In the past, money market funds were not insured like bank accounts. Bank deposits are insured by FDIC, so if your bank fails, your money is protected. Money market funds are more like investments, and were not covered by FDIC, so your money would be at risk. For a limited time, some funds will not be protected by this measure taken by the Treasury.

Reconsider the Role of Money Market Funds in Your Financial Plan

Money markets always have, and always will have a place in most portfolios. They are still the cash-equivalents that reside in many brokerage and retirement accounts that are used to temporarily hold money until it is needed to make another investment purchase. The key with any investment is to gauge how much risk you’re willing to take for the desired return. Money market fund yields are based on risk, and the higher the yield, the greater the likelihood that the fund is invested in riskier debt.

So, make sure you understand what role your money market accounts play, and only take on as much risk as you’re willing to take. This was a very unique and rare situation, so your money will likely remain perfectly safe in any money market fund, but just be sure you know what your fund is invested in, and make changes if appropriate.
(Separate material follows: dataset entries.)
PR #2253, opened 2024-07-29
Adding Medicare cardholders

indexing:
- added Medicare cardholders to supported enrollment pathways table

### DIFF
--- a/docs/README.md
+++ b/docs/README.md
@@ -27,13 +27,13 @@ The following California transit agencies have launched Cal-ITP Benefits for the
 
 The Cal-ITP Benefits app supports the following enrollment pathways that use the corresponding eligibility verification methods:
 
-| Enrollment pathway                                             | Eligibility verification                                                              | Status | Launch                                                                |
-| -------------------------------------------------------------- | ------------------------------------------------------------------------------------- | ------ | --------------------------------------------------------------------- |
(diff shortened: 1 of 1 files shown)


indexing:
For the new Medicare cardholders row, I followed the path structure of the links to other enrollment pathways from the table.
`[**Medicare cardholders**](/benefits/enrollment-pathways/medicare-cardholders)`

However, it seems the links for the other enrollment pathways are broken on the live page. Click low-income as an example. I get a 404. https://github.com/cal-itp/benefits/tree/main/docs

Screenshot 2024-08-16 at 1 09 44 PM

The link is `[**Low-income**](/benefits/enrollment-pathways/low-income)` in the code.
The link in the published documentation is 
https://github.com/cal-itp/benefits/blob/main/benefits/enrollment-pathways/low-income

The relative path looks correct, but do we need to add the full URL—including the subdomain—for the link? 
https://docs.calitp.org/benefits/enrollment-pathways/low-income/

@thekaveman Something is not resolving correctly in the docs file structure.

thekaveman:
@indexing that's just how the preview site works sometimes, unfortunately. The live site is working fine: https://docs.calitp.org/benefits/#supported-enrollment-pathways

It's because the live site is all under a sub-directory of the domain, e.g. `docs.calitp.org/benefits/#supported-enrollment-pathways`

But the preview site is at the top-level of the domain, e.g. `benefits-2253--cal-itp-previews.netlify.app/#supported-enrollment-pathways`

I don't know if its worth digging into more at this point. That's a shared preview site used by many repos in Cal-ITP. We may be able to change the way links are entered in our docs to resolve correctly no matter what, that could be something to look into... but would be a big refactor.

thekaveman (approved):

PR #2254, opened 2024-07-30
Chore: normalize lines for tag_type

### LINKED ISSUE #2240: Normalize lines in `tag.py`
Modify [`tag.py`](https://github.com/cal-itp/benefits/blob/main/terraform/pipeline/tag.py) to be more consistent with [`workspace.py`](https://github.com/cal-itp/benefits/blob/main/terraform/pipeline/workspace.py):

[These lines](https://github.com/cal-itp/benefits/blob/main/terraform/azure-pipelines.yml#L35-L36) could be normalized to move the `TAG_TYPE` and `echo` in `tag.py` similar to how it works in `workspace.py`, but not a priority for this PR.

_Originally posted by @thekaveman in https://github.com/cal-itp/benefits/pull/2213#discussion_r1680022276_

lalver1:
Closes #2240 

This PR normalizes setting `tag_type`. It moves the setting of `tag_type` from the shell into `tag.py`, consistent with how setting the environment-related variables is done in [`workspace.py`](https://github.com/cal-itp/benefits/blob/main/terraform/pipeline/workspace.py#L52-L53).

### DIFF
--- a/terraform/pipeline/deploy.yml
+++ b/terraform/pipeline/deploy.yml
@@ -36,18 +36,12 @@ steps:
       workingDirectory: "$(System.DefaultWorkingDirectory)/terraform"
       # service connection
       environmentServiceNameAzureRM: "${{ parameters.service_connection }}"
-  - bash: |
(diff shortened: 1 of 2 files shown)


thekaveman (approved):
Looks good :+1: 

I see you pushed an RC tag @lalver1; pipeline ran and the `tag_type` was set correctly:

image

PR #507, opened 2018-07-04
Examples: Model-checking based on PDR/IC3

marcogario:


marcogario:
This is ok for me to accept, I do not think we want to spend more time improving the description for now.

PR #510, opened 2018-07-07
CI: Upgrade pypy2.7 to pypy3.5

marcogario:
As part of the deprecation of python 2.7, this changes the version of pypy we are testing against to pypy3.5.

### DIFF
--- a/.travis.yml
+++ b/.travis.yml
@@ -11,9 +11,9 @@ matrix:
   # - os: linux
   #   python: 3.6
   #   env: PYSMT_SOLVER="None"      PYSMT_GMPY="FALSE"   PYSMT_CYTHON="TRUE"
-  # - os: linux
-  #   python: 3.6
-  #   env: PYSMT_SOLVER="None"      PYSMT_GMPY="FALSE"   PYSMT_CYTHON="FALSE"
+  - os: linux
+    python: 3.6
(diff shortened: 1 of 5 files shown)


mikand:
It seems that the compilation of pypy failed because of the zlib.

I think we shall add `brew install xz` and check https://github.com/pyenv/pyenv/wiki/common-build-problems#build-failed-error-the-python-zlib-extension-was-not-compiled-missing-the-zlib

mikand:
I tried to follow the suggestions in https://github.com/pyenv/pyenv/issues/1073 . Let's see if this works.

mikand:
I think I managed to compile pypy3, but it seems that the tests are using the system python 2.7

marcogario:
Can you check if this is an issue only with pypy3? Maybe we were also running the pypy2 tests with the system python...

mikand:
It is. When I added the OSX platform I checked for all the cases that the python version printed by the last step of before_install was the one expected. I will try to add an automated check.

mikand:
@marcogario Done!!! Indeed the CI in master was using the system python (2.7) for all the tests on OSX. This is because (differently from linux) the virtualenv needs to be enabled in all the scripts. In the current version all the tests are passing and on OSX the python version is checked automatically in each CI script.

In my opinion this could be accepted as is, but let me know if something is missing.

PR #514, opened 2018-07-14
Boolector: Upgrade to 3.0.0

marcogario:
Updated installer for boolector 3.0.0. This does not include any new feature.

### DIFF
--- a/.travis.yml
+++ b/.travis.yml
@@ -75,42 +75,55 @@ matrix:
 
   # Linux - Python 2.7
   - os: linux
+    dist: xenial
     python: 2.7
     env: PYSMT_SOLVER="all"       PYSMT_GMPY="TRUE"
   - os: linux
+    dist: xenial
     python: 2.7
     env: PYSMT_SOLVER="all"       PYSMT_GMPY="FALSE"
   - os: linux
+    dist: xenial
     python: 2.7
     env: PYSMT_SOLVER="None"      PYSMT_GMPY="FALSE"   PYSMT_CYTHON="TRUE"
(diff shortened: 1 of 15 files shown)


aniemetz:
https://github.com/Boolector/boolector/pull/9 is merged in. Thanks for reporting and providing a fix!

marcogario:
The current CI fails because of the following error:
```
python -c "import pyboolector"
  File "<string>", line 1, in <module>
ImportError: /home/travis/virtualenv/python2.7.14/lib/python2.7/site-packages/pyboolector.so: undefined symbol: PyFPE_jbuf
```
I think this might be due to a mismatch between the system python and the venv python.

marcogario:
This seems to be a known issue. It mostly affects Mac users (due to the common usage of homebrew and other non-system versions of python). For us the easiest solution would be to call the cmake with the correct flags.

For Travis only, here is how another project solved it for linux.
https://github.com/SimonRit/RTK/commit/689fa97748ca8092a941daafab0fee704c0d68cf

marcogario:
I reported this to the Boolector team to identify a principled solution. What I was trying (and you can take over) was to modify the cmakecache from within our installer.

mikand:
The PR should be almost OK now, but tests are failing because it seems that CVC4 1.5 wrapper does not work on python 2.7 and swig3. My suggestion is to postpone the merge of this pr after #552 that should solve the issue with CVC4.

mikand:
@marcogario This is ready to merge for me, can you have a look and (if ok) go ahead and merge?

Issue #495, opened 2018-06-06
In install.py consider using site-packages as bindings-dir to avoid the need of PYTHONPATH extension


mikand:
This point was raised by @randomir in #494, and I think it could make a lot of sense.

Let's discuss a bit the pros and cons before taking a decision.

randomir:
@marcogario I like your proposal to just copy bindings if they already exist in the install dir. The only problem I see with that approach is making sure the compiled binaries are up to date -- consider user installs an old version of `pysmt`, installs solvers (does compilation), then upgrades `pysmt` (or installs new version in new venv), installs solvers, and gets the old binaries.

On your point of using local packages directory -- it seems doable.

So we would want:
- if venv is active, install in venv's `site-packages`
- otherwise:
  - is user has local site packages enabled (`site.ENABLE_USER_SITE`), install in user site (`~/.local/...`)
  - otherwise attempt global install (`/usr/lib/python/...`)

Right?

marcogario:
Do we need to detect the venv? Wouldn't the installation at site packages be system wide if a venv is not in use? I am just concerned that detection of the venv might be a pain. For the rest I agree on the approach.

Regarding stale bindings, we do not have this problem now, and I think we should not have it if we have venvs. Moving the bindings forces a recompilation. I would keep this as it is,and try to optimize if we really need to.

randomir:
I hope we don’t need to detect venv, I wasn’t trying to say we do that — my outline above was more of functional specification, than actual implementation steps. :)

Ok, I’ll play around with it a little bit.

marcogario:
Any progress on this? I think this would be an important improvement on usability. Let me know if I can help.

randomir:
You are right, sorry, I’ve been busy with other stuff. I’ll get back to this, hopefully have a PR soon.

Btw, unrelated, when do you plan your next release?

marcogario:
No worries, just let me know if we can help.

We do not have a strict schedule for releases, but we try to make 2 releases a year. Recently we got a few bugfixes that I think would justify making a release of 0.7.6 by the end of July.

randomir:
@marcogario, so I guess my question is, do we want to explore this idea further (if you already haven't), or to proceed with my original proposal**?

** which, btw, mutated to the following (and I'm not sure we can do better):
- if user has virtual environment activated, simply install solvers in virtualenv's site packages
- otherwise (debian's pip logic):
  - if user is root, install to system site/dist packages
[...]

PR #517, opened 2018-08-12
Install solvers to a relevant site-package by default

randomir:
Removes need for `PYTHONPATH` patching.

Bulk of work in 7d496ce, the remaining commits update docs and tests.

Addresses #495.

### DIFF
--- a/ci/travis_script.sh
+++ b/ci/travis_script.sh
@@ -44,6 +44,7 @@ if [ "${PYSMT_CUSTOM_BINDINGS_PATH}" == "TRUE" ]; then
 fi
 
 echo "${PYTHONPATH}"
+python install.py --env
 python install.py --check
 
 #
@@ -63,5 +64,8 @@ if [ "${PYSMT_SOLVER}" == "all" ];
 then
     python install.py --msat --conf --force;
     cp -v $(find ~/.smt_solvers/ -name mathsat -type f) /tmp/mathsat;
-    (for ex in `ls examples/*.py`; do echo $ex; python $ex || exit $?; done);
+    for ex in examples/*.py; do
+        echo $ex
+        python $ex
+    done
 fi
--- a/ci/travis_script.sh
+++ b/ci/travis_script.sh
@@ -35,12 +35,15 @@ fi
 echo "Check that the correct version of Python is running"
 python ${DIR}/check_python_version.py "${TRAVIS_PYTHON_VERSION}"
 
-PYSMT_SOLVER_FOLDER="${PYSMT_SOLVER}_${TRAVIS_OS_NAME}"
-PYSMT_SOLVER_FOLDER="${PYSMT_SOLVER_FOLDER//,/$'_'}"
-export BINDINGS_FOLDER=${HOME}/python_bindings/${PYSMT_SOLVER_FOLDER}
+# Update PYTHONPATH only if needed
+if [ "${PYSMT_CUSTOM_BINDINGS_PATH}" == "TRUE" ]; then
+    PYSMT_SOLVER_FOLDER="${PYSMT_SOLVER}_${TRAVIS_OS_NAME}"
+    PYSMT_SOLVER_FOLDER="${PYSMT_SOLVER_FOLDER//,/$'_'}"
+    BINDINGS_FOLDER="${HOME}/python_bindings/${PYSMT_SOLVER_FOLDER}"
+    eval "$(python install.py --env --bindings-path "${BINDINGS_FOLDER}")"
+fi
 
-eval `python install.py --env --bindings-path ${BINDINGS_FOLDER}`
-echo ${PYTHONPATH}
+echo "${PYTHONPATH}"
 python install.py --check
 
 #
--- a/ci/travis_script.sh
+++ b/ci/travis_script.sh
@@ -64,6 +64,11 @@ if [ "${PYSMT_SOLVER}" == "all" ];
 then
     python install.py --msat --conf --force;
     cp -v $(find ~/.smt_solvers/ -name mathsat -type f) /tmp/mathsat;
+
+    # since we're relying on relative `pysmt` import in examples,
+    # ensure `.` is added to `sys.path`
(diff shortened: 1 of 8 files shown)


randomir:
Heads up -- all installs pass on all platforms, and all tests succeed.

The only thing failing currently are additional examples run in "all solvers" case. PySMT import fails there for some reason. Working on it.

randomir:
All righty, all good now. The problem was with `PYTHONPATH` not including `.`, and at the same time example tests relying on `pysmt` being in path (cwd).

Since we don't need to extend `PYTHONPATH` for solvers to work anymore, `PYTHONPATH` was unset. On some systems it's enough to have `PYTHONPATH=''` for python to include cwd in `sys.path`, but I added an explicit `.`.

Btw, tests are now modified to (by default) install all solvers according to the default bindings dir heuristic in the installer. I.e. we're also testing that works.

If you want to run tests with custom/explicit bindings dir, set `PYSMT_CUSTOM_BINDINGS_PATH="TRUE"` in `.travis.yml`.

marcogario:
Great ! Thanks for this. It will take me a few days to review this properly, but on a quick look, it looks good.

ci/travis_script.sh
```diff
@@ -60,5 +64,13 @@ if [ "${PYSMT_SOLVER}" == "all" ];
...
     cp -v $(find ~/.smt_solvers/ -name mathsat -type f) /tmp/mathsat;
-    (for ex in `ls examples/*.py`; do echo $ex; python $ex || exit $?; done);
+
+    # since we're relying on relative `pysmt` import in examples,
+    # ensure `.` is added to `sys.path`
+    export PYTHONPATH=${PYTHONPATH:-.}
+
+    for ex in examples/*.py; do
+        echo $ex
+        python $ex
```
marcogario: This does not have the `exit` anymore. If the example fails, will the script terminate with an error code? If this is not the case, Travis will not know that the test failed.

ci/travis_script.sh
```diff
@@ -60,5 +64,13 @@ if [ "${PYSMT_SOLVER}" == "all" ];
 then
     python install.py --msat --conf --force;
     cp -v $(find ~/.smt_solvers/ -name mathsat -type f) /tmp/mathsat;
-    (for ex in `ls examples/*.py`; do echo $ex; python $ex || exit $?; done);
+
+    # since we're relying on relative `pysmt` import in examples,
+    # ensure `.` is added to `sys.path`
+    export PYTHONPATH=${PYTHONPATH:-.}
```
marcogario: Why wasn't this a problem before?

Would it make sense to pip install the library locally?

pysmt/cmd/installers/base.py
```diff
@@ -307,3 +308,70 @@ def find_python_config(self):
             if command is not None:
                 break
         return command
+
+
+def package_install_site(name='', user=False, plat_specific=False):
```
marcogario: `plat_specific` -> `platform_specific`

marcogario:
Looks good. Only some minor changes, I can do those.

Regarding the CI, we need to fix the caching mechanism.
Travis has an option to cache some of the build process. We do so in our travis.yml ( https://github.com/pysmt/pysmt/blob/master/.travis.yml#L246 ) for `${HOME}/python_bindings`. The idea is to avoid re-compiling the solvers every time (e.g., CVC4 requires 30 minutes to build).

What directory do we need to cache now? I guess ~/.local/bin on linux ? What about macOS?

For the same reason, I re-triggered the CI on travis after deleting the cache.

ci/travis_script.sh
randomir: Doesn't Travis use something like `set -x`, so the script/test terminates on the first failed command?

This loop should be functionally identical to the one you had -- where you had `exit`, but from a separate subshell. This: `(python $ex; exit $?)` is identical to `python $ex` (in terms of exit status).

ci/travis_script.sh
randomir: This wasn't a problem before because before `PYTHONPATH` was always explicitly set.

Absolutely, local `pip install .` is an option. I went with this solution because it required minimal changes (to stay as close to the original solution).

pysmt/cmd/installers/base.py
randomir: `plat_specific` is standard name in [`distutils`](https://docs.python.org/2/distutils/apiref.html).

randomir:
Since the current Travis build uses virtual env, python bindings for solvers are installed in site-packages inside that env. So maybe you can cache the complete virtual env for the project?

The path to the virtual env root is (for python 3.6 build): `/home/travis/virtualenv/python3.6.3/`, and path to site-packages is: `/home/travis/virtualenv/python3.6.3/lib/python3.6/site-packages`. More general, the path will be in `VIRTUAL_ENV` environment variable.

If you want me to patch something, just let me know. From the comments above, I'm not exactly sure what would you like to be changed... Goes without saying, please feel free to modify/amend my PR to your liking.

ci/travis_script.sh
randomir: Just to clarify, my motivation for refactoring this loop was the use of [`for in ls results` antipattern](http://mywiki.wooledge.org/ParsingLs). I replaced subshell invocations as well because I don't see the need for them here. Correct me if I'm wrong.

ci/travis_script.sh
marcogario: ``pip install`` might be the cleaner version, but let's keep that for another time.

randomir:
@marcogario, any idea why that z3 test keeps segfaulting? I've restarted it several times. Maybe something is cached that's not working?

marcogario:
This is a known issue that we have been trying to isolate for a while. Nothing to do with yhis particular pr. It is difficult to debug because I managed to reproduce it only once on my machine and otherwise it is non deterministic. One idea of the cause is the an incorrect use of the refcount mechanism in our z3 converter. I was reviewing it a few weeks ago, but did not find anything suspicious. We might try to upgrade z3, if there is a more recent version available.

Issue #520, opened 2018-09-04
RuntimeError: generator raised StopIteration in pysmt.smtlib.parser on python3.7


chaserhkj:
Running [the parser example in the tutorial](https://pysmt.readthedocs.io/en/latest/tutorials.html#demonstrates-how-to-perform-smt-lib-parsing-dumping-and-extension) on python 3.7 would yield the following exception:

```
Traceback (most recent call last):
  File "/usr/tmp/env/lib/python3.7/site-packages/pysmt/smtlib/parser/parser.py", line 218, in create_generator
    c = next(reader)
StopIteration

The above exception was the direct cause of the following exception:

Traceback (most recent call last):
  File "/home/hkj/Projects/Research/DryadSynth-Data/t.py", line 46, in <module>
    script = parser.get_script(cStringIO(DEMO_SMTLIB))
  File "/usr/tmp/env/lib/python3.7/site-packages/pysmt/smtlib/parser/parser.py", line 834, in get_script
    for cmd in self.get_command_generator(script):
  File "/usr/tmp/env/lib/python3.7/site-packages/pysmt/smtlib/parser/parser.py", line 848, in get_command_generator
    for cmd in self.get_command(tokens):
  File "/usr/tmp/env/lib/python3.7/site-packages/pysmt/smtlib/parser/parser.py", line 1068, in get_command
    self.consume_opening(tokens, "<main>")
  File "/usr/tmp/env/lib/python3.7/site-packages/pysmt/smtlib/parser/parser.py", line 1025, in consume_opening
    p = tokens.consume()
  File "/usr/tmp/env/lib/python3.7/site-packages/pysmt/smtlib/parser/parser.py", line 189, in consume_token
    return next(self.generator)
RuntimeError: generator raised StopIteration
```
This is a python3.7-only issue, running on any previous version works fine.

I haven't got the chance to look into it further, but it seems to me that it is related to [this PEP 479](https://www.python.org/dev/peps/pep-0479/) introduced in 3.7.

marcogario:
Thanks for reporting this. Seems like this has escalated with 3.7. We had open iasue #488 about this, and you are right on the PEP479. Would you be able to provide a patch? I can support you in the process.

If not, that is totally ok, we appreciate you talking the time to report this.

marcogario:
I started working on this on the branch https://github.com/pysmt/pysmt/tree/i520_stop_iteration . The main problem is that we were relying on StopIteration bubbling up in many contexts.

[...]

PR #521, opened 2018-09-14
Fix StopIteration use in SmtLib parser

mikand:
This PR addresses #520 

Tests are passing, but we need to double-chekc the use of `consume()` vs `consume_enforce()` in all the cases.

### DIFF
--- a/pysmt/smtlib/parser/parser.py
+++ b/pysmt/smtlib/parser/parser.py
@@ -15,6 +15,8 @@
 #   See the License for the specific language governing permissions and
 #   limitations under the License.
 #
+from __future__ import generator_stop
+
 import functools
 import itertools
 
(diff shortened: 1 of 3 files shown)


pysmt/smtlib/parser/parser.py
```diff
@@ -785,45 +802,49 @@ def get_expression(self, tokens):
...
 
-                if tk in self.interpreted:
-                    fun = self.interpreted[tk]
-                    fun(stack, tokens, tk)
-                else:
-                    stack[-1].append(self.atom(tk, mgr))
+                if tk == "(":
+                    while tk == "(":
+                        stack.append([])
+                        tk = tokens.consume()
```
mikand: Maybe we can use `consume_enforce` here as we cannot terminate with a `(`

marcogario:
Can we keep the import future and condition it to py3? Without that I was unable to get warnings for this issue. Since this issue breaks 3.7 i think forward compatibility is more important than 2.7 compatibility

mikand:
@marcogario Unfortunately, the future imports need to be the first statement of a python file, hence they cannot be conditioned.
Anyhow, I get a warning even without the future import on python 3.6:
```python
import warnings
warnings.filterwarnings('default')

def g():
    yield 1

def f():
    x = g()
    yield next(x)
    next(x)

for y in f():
    print(y)
```

```
$ python3 /tmp/t.py 
1
/tmp/t.py:15: DeprecationWarning: generator 'f' raised StopIteration
  for y in f():
```

Another thing we can do is to switch our CI to 3.7 that raises an error instead.

marcogario:
Let's change ci to 3.7.

marcogario:
If test pass on 3.7, go ahead and squash merge this

marcogario:
See #529 for testing on 3.7.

What to do With Your Investments in These Tough Markets

Friday September 19, 2008

With the volatility and uncertainty in the financial markets lately, it has had a lot of people asking what they should to with their investments. Some people are abandoning the stock market completely and sticking with cash or bonds, while others seem to be salivating at the drop in stock prices. So, what should you be doing?

For most people, the answer is simple. Nothing. If you're like most working Americans, you are probably still quite a few years from retirement, and you're plugging away by investing in your company's 401(k) every paycheck or regularly investing in an IRA. If that's the case, the recent stock market news shouldn't be of much concern because since you're still buying stocks every week, or every other week, you're buying shares at these discounted prices, which will just produce greater gains when the market recovers.

The Market Can Go Up as Fast as It Went Down

When news hit earlier this week that the broad markets dropped anywhere from 3-5% in one day, panic set in as people saw significant drops in their portfolios. Many of these people quickly called their brokers or went online to sell everything and move their money into a safe money market or bond fund that would be lucky to earn 4% over the next full year. Those people probably didn't expect the good news from the government to follow in the next few days that would spark a rally that sent the same stocks up nearly 8% in just two days, wiping out an entire week of losses.

Sure, this may only be a short-term and the markets may sustain further losses in the future, but for those who had a knee-jerk reaction to a bad day on Wall St. could have recovered their losses and even gained a little more back just by holding. The markets will always be moving, and if you think you can predict what will happen and shuffle your investments accordingly, you're playing with fire.

Invest Like Warren Buffett

Warren Buffett is one of the wealthiest people in the world, and one of the most successful investors ever. What would Warren Buffett do in today's market? He has been quoted a number of times on what to do when times get tough:

We simply attempt to be fearful when others are greedy and to be greedy only when others are fearful.

That's right. If you see people selling, that means you should be greedy and buy more. Use this turmoil in the financial markets to get more for your money. In most cases, your money will buy you 20% more than it did just a year ago. You like buying groceries on sale for 20% off, so why should your investments be any different?